Issue #46, opened 2021-05-04
Average throughput is not maintained correctly


td202:
**Bug Description**
The send/receive throughput reported via the GRPC APIs seem to be inaccurate, and generally report 1bps sent/received.

**Steps to Reproduce**
Run a node. Observe the average sent/received values in the node dashboard.

(Note, as far as I can tell, these stats are not currently available through a query from `concordium-client` query.)

**Expected Result**
Reasonable values > 0.001 kB/s.

**Actual Result**
0.001 kB/s.

**Versions**
- Software Version: 0.7.2
- OS: Windows

abizjak:
Fixed by #56

PR #56, opened 2021-05-12
Fixed bug in average throughput calculation.

EmilLa1:
## Purpose

To fix the bug mentioned here: https://github.com/Concordium/concordium-node/issues/46. 

## Changes

Instead of relying on the housekeeping interval for calculating the average of bps sent/received for the node, the function
`measure_throughput` now uses its own internal timestamp: `throughput_timestamp` as a delta time for calculating the average bps.

## Checklist

      hard-to-understand areas.


concordium-node/src/p2p/peers.rs
```diff
@@ -9,7 +9,7 @@ use crate::{
     p2p::{maintenance::attempt_bootstrap, P2PNode},
     read_or_die,
 };
-
+use chrono::prelude::*;
```
abizjak, line 12: Could we be a bit more precise in importing. I think only a few definitions are needed, and this imports a lot more.

concordium-node/src/p2p/peers.rs
```diff
@@ -65,14 +66,22 @@ impl P2PNode {
...
+        let (avg_bpms_in, avg_bpms_out) = calculate_average_throughput(
+            self.stats.get_last_throughput_measurement(),
+            now,
+            prev_bytes_received * 1000,
+            bytes_received * 1000,
+            prev_bytes_sent * 1000,
+            bytes_sent * 1000,
+        );
+
+        let (avg_bps_in, avg_bps_out) = (avg_bpms_in, avg_bpms_out);
```
abizjak, line 81: I don't understand what this renaming is for. Shouldn't there be some rescaling?

concordium-node/src/p2p/peers.rs
```diff
@@ -145,3 +154,47 @@ pub fn check_peers(node: &Arc<P2PNode>, peer_stats: &[PeerStats], attempted_boot
         }
     }
 }
+
+/// Calculate the `checked` average of the received and send bytes.
+/// If any of the arguments would imply in a non-defined or otherwise
+/// non-meaningful result, then the function returns (0, 0).
+fn calculate_average_throughput(
```
abizjak, line 161: I think the "correct" thing to do would be to return a result or option. 

These defaulting values are not in the spirit of the rest of the project.

concordium-node/src/stats_export_service.rs
```diff
@@ -352,6 +360,26 @@ impl StatsExportService {
         self.outbound_low_priority_consensus_size.store(value as usize, Ordering::Relaxed);
     }
 
+    /// Gets the timestamp for the last throughput check.
+    pub fn get_last_throughput_measurement(&self) -> i64 {
```
abizjak, line 364: Shouldn't this be named with `timestamp` somewher in the string so it is clear that is what it returning.

concordium-node/src/stats_export_service.rs
```diff
@@ -352,6 +360,26 @@ impl StatsExportService {
...
+            self.last_throughput_measurement.get()
+        }
+        #[cfg(not(feature = "instrumentation"))]
+        {
+            self.last_throughput_measurement.load(std::sync::atomic::Ordering::Relaxed)
+        }
+    }
+
+    /// Sets the value of throughput timestamp.
+    pub fn set_last_throughput_measurement(&self, value: i64) {
```
abizjak, line 376: And likewise this.

concordium-node/src/p2p/peers.rs
```diff
@@ -51,7 +51,8 @@ impl P2PNode {
         self.get_peer_stats(Some(PeerType::Node)).into_iter().map(|stats| stats.local_id).collect()
     }
 
-    /// Measures the node's average byte throughput.
+    /// Measures the node's average byte throughput as bps i.e., bytes per
+    /// second.
     pub fn measure_throughput(&self, peer_stats: &[PeerStats]) -> (u64, u64) {
```
abizjak, line 56: Since this function can in principle fail I would recommend doing the following.

- have the function return `anyhow::Result<()>` (the output is never used, this function just modifies the state).
- in `maintanance` where the function is used do something like 
```if let Err(e) = measure_throuput(...) {
       error!("Could not measure througput: {}", e)
```
which will log the fact that this failed (and do nothing else).

concordium-node/src/p2p/peers.rs
```diff
@@ -65,14 +66,22 @@ impl P2PNode {
...
+        let now = Utc::now().timestamp_millis(); // Timestamps are stored in millis in order to allow measurements within the
+                                                 // second. Hence the number of bytes received/send must be multiplied by a
+                                                 // factor 1000 in order to obtain bps.
+        let (avg_bpms_in, avg_bpms_out) = calculate_average_throughput(
+            self.stats.get_last_throughput_measurement(),
+            now,
+            prev_bytes_received * 1000,
+            bytes_received * 1000,
+            prev_bytes_sent * 1000,
+            bytes_sent * 1000,
```
abizjak, line 78: It would be cleaner to do these multiplications in the `calculate_average_througput` function.

abizjak (approved):

abizjak (approved):

PR #62, opened 2021-05-17
Added a rustup toolchain file in order to pin the Rust version.

EmilLa1:
## Purpose

The concordium-node uses a pinned version of Rust.
The version can be pinned in a `rustup-toolchain` file to make it easier for developers i.e., developers no longer manually has to set the toolchain version for the repository. 

## Changeso

Added a rustup-toolchain file which pins the Rust version (Currently v1.45.2).

## Checklist

      hard-to-understand areas.

### DIFF
--- a/concordium-node/rust-toolchain
+++ b/concordium-node/rust-toolchain
@@ -1,0 +1,2 @@
+[toolchain]
+channel = "1.45.2"


abizjak (commented):
I don't particularly like this change since it is hiding configuration in an obscure file.

Ideally our project would work with more than a single version. It is currently an unfortunate reality that we don't support more recent versions.

I would prefer not to have this, but if you insist then this needs to be documented otherwise it is going to lead to obscure failures.

EmilLa1:
Actually I agree it could result in unexpected behaviour, which could be hard to figure out. Also even if it was documented. 
Maybe it's best as it is now.

PR #64, opened 2021-05-18
Do not allow rebroadcasting of catch-up status messages.

td202:
## Purpose

Prevent a node from relaying a catch-up status message to its peers even if it is sent as a broadcast message.

## Changes

When deciding whether a message can be rebroadcast, check that its type supports it.
Define `is_rebroadcastable` for `PacketType`, disallowing rebroadcasts for catch-up status messages.

## Checklist

      hard-to-understand areas.

### DIFF
--- a/concordium-node/src/consensus_ffi/helpers.rs
+++ b/concordium-node/src/consensus_ffi/helpers.rs
@@ -170,7 +170,7 @@ impl PacketType {
     /// Determine whether a packet type can be relayed.
     /// Those that are must be subject to appropriate de-duplication
     /// checks to ensure they are not relayed endlessly.
-    fn is_rebroadcastable(&self) -> bool {
+    pub fn is_rebroadcastable(&self) -> bool {
         match self {
             PacketType::Block => true,
             PacketType::Transaction => true,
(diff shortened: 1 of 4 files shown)


abizjak (approved):
Could you please add this bugfix to the changelog before merging?

concordium-node/src/consensus_ffi/helpers.rs
```diff
@@ -166,6 +166,21 @@ impl fmt::Display for PacketType {
...
+    /// Those that are must be subject to appropriate de-duplication
+    /// checks to ensure they are not relayed endlessly.
+    pub fn is_rebroadcastable(&self) -> bool {
+        match self {
+            PacketType::Block => true,
+            PacketType::Transaction => true,
+            PacketType::FinalizationRecord => true,
+            PacketType::FinalizationMessage => true,
+            PacketType::CatchUpStatus => false,
+        }
```
tschudid, line 180: Maybe add
`_ => false,`?

abizjak: > Maybe add
> `_ => false,`?

The list already contains all the different package types, so this does not add anything. The compiler checks completeness of the patterns.

td202: I think it's better not to have a default case here, so that if we add a new message type then the compiler will require us to be explicit about whether it should be rebroadcastable.

PR #78, opened 2021-06-04
getenvoy fix

EmilLa1:
## Purpose

Fixing the docker distribution builds. 
It used a no longer supported `getenvoy` version, which resulted in failed builds. 

## Changes

Updated the usages of `getenvoy` such that it accommodates the new API. 

- [x] Confirm that the newly generated docker distribution image actually works. 

## Checklist

      hard-to-understand areas.

### DIFF
--- a/scripts/distribution/builder.Dockerfile
+++ b/scripts/distribution/builder.Dockerfile
@@ -78,7 +78,7 @@ ENV ENABLE_TERM_HANDLER=true
 
 RUN apt-get update && apt-get install -y unbound curl netbase ca-certificates supervisor nginx libnuma1 libtinfo6 libpq-dev liblmdb-dev jq
 RUN curl -L https://getenvoy.io/cli | bash -s -- -b /usr/local/bin
-RUN getenvoy fetch standard:1.17.0
+RUN getenvoy use 1.18.3
 
 COPY --from=node-dashboard /static /node-dashboard/static
 COPY --from=node-dashboard /envoy.yaml /node-dashboard/envoy.yaml
--- a/scripts/distribution/builder.Dockerfile
+++ b/scripts/distribution/builder.Dockerfile
@@ -77,7 +77,7 @@ ENV DISTRIBUTION_CLIENT=true
 ENV ENABLE_TERM_HANDLER=true
 
 RUN apt-get update && apt-get install -y unbound curl netbase ca-certificates supervisor nginx libnuma1 libtinfo6 libpq-dev liblmdb-dev jq
-RUN curl -L https://getenvoy.io/cli | bash -s -- -b /usr/local/bin
+RUN curl -L https://getenvoy.io/install.sh | bash -s -- -b /usr/local/bin
 RUN getenvoy use 1.18.3
 
 COPY --from=node-dashboard /static /node-dashboard/static
--- a/scripts/distribution/concordium.conf
+++ b/scripts/distribution/concordium.conf
@@ -16,7 +16,7 @@ user=docker
 startretries=50
 
 [program:grpc-web-proxy]
-command=getenvoy run standard:1.17.0 -- --config-path /node-dashboard/envoy.yaml
+command=getenvoy run -c /node-dashboard/envoy.yaml
 autostart=true
 autorestart=true
 startretries=50


scripts/distribution/builder.Dockerfile
```diff
@@ -78,7 +78,7 @@ ENV ENABLE_TERM_HANDLER=true
 
 RUN apt-get update && apt-get install -y unbound curl netbase ca-certificates supervisor nginx libnuma1 libtinfo6 libpq-dev liblmdb-dev jq
 RUN curl -L https://getenvoy.io/cli | bash -s -- -b /usr/local/bin
```
td202, line 80: Possibly we should change this to:
```suggestion
RUN curl -L https://getenvoy.io/install.sh | bash -s -- -b /usr/local/bin
```
in line with the current getenvoy documentation. In any case, both currently redirect to the same URL, but who knows if they'll decide to change that.

EmilLa1: Yes I agree. I think we should look in other ways of acquiring the getenvoy.

scripts/distribution/builder.Dockerfile
```diff
@@ -77,8 +77,8 @@ ENV DISTRIBUTION_CLIENT=true
 ENV ENABLE_TERM_HANDLER=true
 
 RUN apt-get update && apt-get install -y unbound curl netbase ca-certificates supervisor nginx libnuma1 libtinfo6 libpq-dev liblmdb-dev jq
-RUN curl -L https://getenvoy.io/cli | bash -s -- -b /usr/local/bin
-RUN getenvoy fetch standard:1.17.0
+RUN curl -L https://getenvoy.io/install.sh | bash -s -- -b /usr/local/bin
+RUN getenvoy use 1.18.3
```
abizjak, line 81: I don't think the versions should just be changed without explicitly planning to do so, and planning to test the resulting version bump.

abizjak (changes requested):

scripts/distribution/builder.Dockerfile
td202: The new release of `getenvoy` doesn't work with older versions of `envoy`. If the new version works (which it seems to) then I think it would be better just to use it. Otherwise, we need a better way of getting a fixed version of envoy.

EmilLa1: Yes, as Thomas says it's unfortunate. 

We could perhaps use a docker image e.g., `envoyproxy/envoy:v1.17.0 ` if we really want to stay on the same version. But that would also be quite a change to the distribution itself.

abizjak: We can't use that directly because we make one image with all necessities in it. Changing this setup would require substantial changes in how this image is used.

Additionally, copying selected binaries from one docker image to another, with unclear and undocumented dependencies is a horrible, hacky, and fragile practice we should not do.

EmilLa1: Yep, that is what I meant with the "But that would also be quite a change to the distribution itself." comment. :-) 

And yes I agree, that we should find a proper solution to this.

abizjak: So I suppose the least shitty solution is to update the version now. I'll create an issue to fix this as well.

Could you please test this locally to make sure the entire node dashboard works as it should? Then we can merge.

EmilLa1: I did that already.

td202: > Additionally, copying selected binaries from one docker image to another, with unclear and undocumented dependencies is a horrible, hacky, and fragile practice we should not do.

I disagree with this. It's a bit hacky, but this might be the least fragile way of doing it (that doesn't involve building it from source) since it is very unlikely that a particular docker image will change or disappear.

abizjak (approved):

scripts/distribution/builder.Dockerfile
abizjak: It's not just hacky, it only works "by accident" while the shared library dependencies in those images are close enough.

If some program is built in an image with libc version Y and then copied somewhere where libc version X < Y is installed it likely won't work. 

Unless these are explicitly pinned and care is taken to either build fully static binaries (that means no libc dependencies) or use the same base image then it will break.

□ □ □ □ □ □ □

■ **Instructions for the task**: Please show every line of the entries above that contains the word "require".

■ **Response**:
td202: I think it's better not to have a default case here, so that if we add a new message type then the compiler will require us to be explicit about whether it should be rebroadcastable.
abizjak: We can't use that directly because we make one image with all necessities in it. Changing this setup would require substantial changes in how this image is used.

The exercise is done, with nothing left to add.